Comparing four months of 2020 to four years of Donald Trump is fraudulent. Comparing a presidential election campaign to a president’s incumbency is fraudulent. And the inherent threat here — to refuse to support Sanders as the nominee — is a form of dishonesty called political blackmail.

Working a similar theme, Klobuchar warned that:

If we spend the next four months tearing our party apart, we’re going to watch Donald Trump spend the next four years tearing our country apart.
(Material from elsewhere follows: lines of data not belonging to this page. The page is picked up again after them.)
Issue #374, opened 2019-10-07
Allow staging tests to run on more than just staging


jyu00:
### What is the expected behavior?
PR #360 moved some slow tests to run on staging system. There is no good way right now to run them on non-staging aside from updating the code. Ideally we'd want to be able to run them on either. This can be accomplished by introducing more environment variables, or maybe we can consider moving to `pytest`.

luisg5:
While working on #420 , I've also been thinking of different ways to try and address #374. I'm currently working on something, but its still a WIP. 

Since we would want to have the staging tests run on a production device as well, regardless of whether it runs on staging or not, it seems that we would have to change the functionality of the `run_on_staging` decorator. Namely, we would have to change it so that the test is not skipped if the staging credentials are not present. One possibility I've been working on is to have it return the staging provider (if the staging credentials are set) or `None` (if the staging credentials are not set). This would allow it to be used by `requires_device[s]`, which could append a `backends` argument to the tests decorated with it.

Would it be feasible to move in this direction? I know pytest has also been mentioned as an alternative.

PR #420, opened 2019-10-29
Add ability to run tests on staging locally

luisg5:
### Details and comments

This PR addresses being able to **optionally** run some of the tests on staging locally by introducing a new `requires_device` decorator. The `requires_device` decorator replaces the `requires_provider` in some tests, specifically those that meet the use the pattern:
- `backend = least_busy(provider.backends(simulator=False))` to retrieve a backend (i.e. the test is meant to be run on a real device).

To accomplish this, it requires the introduction of one new environment variable `QE_DEVICE`, which is meant to store the name of the device to test on. Therefore, when tests are to be run locally (and targeting a specific device), this environment variable could be set. If the environment variable is not set locally, then the tests use the default behavior; they use the least busy open backend.

### DIFF
--- a/test/ibmq/test_ibmq_job.py
+++ b/test/ibmq/test_ibmq_job.py
@@ -83,9 +83,10 @@ class TestIBMQJob(JobTestCase):
         self.assertGreater(contingency2[1], 0.01)
 
     @slow_test
-    @requires_device
-    def test_run_device(self, backend):
+    @requires_provider
+    def test_run_device(self, provider):
         """Test running in a real device."""
+        backend = least_busy(provider.backends(simulator=False))
         qobj = assemble(transpile(self._qc, backend=backend), backend=backend)
         shots = qobj.config.shots
         job = backend.run(qobj)
--- a/test/ibmq/test_ibmq_job.py
+++ b/test/ibmq/test_ibmq_job.py
@@ -36,7 +36,7 @@ from qiskit.result import Result
 
 from ..jobtestcase import JobTestCase
 from ..decorators import (requires_provider, requires_qe_access,
-                          run_on_staging)
+                          run_on_staging, requires_device)
 
 
 class TestIBMQJob(JobTestCase):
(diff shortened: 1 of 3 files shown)


luisg5:
While working on this PR, I've also been thinking of different ways to try and address #374. I'm currently working on something, but its still a WIP. 

Since we would want to have the staging tests run on a production device as well, regardless of whether it runs on staging or not, it seems that we would have to change the functionality of the `run_on_staging` decorator. Namely, we would have to change it so that the test is not skipped if the staging credentials are not present. One possibility I've been working on is to have it return the staging provider (if the staging credentials are set) or `None` (if the staging credentials are not set). This would allow it to be used by `requires_device[s]`, which could append a `backends` argument to the tests decorated with it.

Would it be feasible to move in this direction? I know pytest has also been mentioned as an alternative.

diego-plan9:
I have some trouble reconciling the PR description with the implementation - as a small recap:
* the ability to run the tests against staging is already present (ie. if the user has the right token and URL configured in the same way the production credentials are configured, the suite will be run against staging).
* some recent changes introduced the need of being able to select the `backend` more intelligently when running the tests manually - this is the main requirement for this PR.
* `@run_on_staging` is part of a different feature, aimed at CIs (offloading some tests). Ideally should be tackled in a different effort (can you move https://github.com/Qiskit/qiskit-ibmq-provider/pull/420#issuecomment-547643877 to #374?)

> To accomplish this, it requires the introduction of one new environment variable QE_STG_DEVICE ...

With the proposed changes, it seems `@requires_device` does not only require that environment variable - it actually requires the rest of the staging environment variables, and uses them to override the "normal" credentials, which blurs the lines and makes launching the tests manually more complex without any clear gain.

So can we re-target the PR in order to:
* keep the `@requires_device` decorator
* make it simply check if an environment variable is set: if it does, get the name of the backend from it, else use `least_busy()`
* rename the `QE_STG_DEVICE` environment variable to `QE_DEVICE` (and ping @jyu00 for updating accordingly in the CIs at the right time!)

This would allow us to have a simple way of setting the target device for the tests, which would solve the requirement - and as a bonus, provide a simple way of using other backends (which is a need that does not happen too often, but it does occur!).

test/ibmq/test_ibmq_job.py
```diff
@@ -87,7 +87,6 @@ def test_run_simulator(self, provider):
     def test_run_device(self, provider):
         """Test running in a real device."""
         backend = least_busy(provider.backends(simulator=False))
```
diego-plan9: Can you do a round of checking the instances where `least_busy()` is used? I'm not sure if this test was left out of the `@required_backend`ification on purpose (based on the PR description), and could be the case for others.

This is more rhetorical fearmongering, but at least she focuses on the next four months, the campaign leading up to the nominating convention. She went on to attack Sanders with conventional complaints about his healthcare plan being too expensive and his being a “socialist,” which really has no explicit meaning

Klobuchar’s using the “socialist” epithet smacks of desperation when used on Sanders, who has embraced democratic socialism for his entire career without suffering significant damage. Maybe Klobuchar thinks this red-baiting-lite will work, smearing the person rather than engaging his ideas. This is a traditional knee-jerk reaction among centrist Democrats when faced with people whose ideas are outside their own narrow comfort zone. Its analogue at the other end of the political spectrum shows up when Obama talks about people clinging to their Bibles and their guns, or Hillary calls them deplorables. This an elitist dismissiveness of other people that Sanders does not share.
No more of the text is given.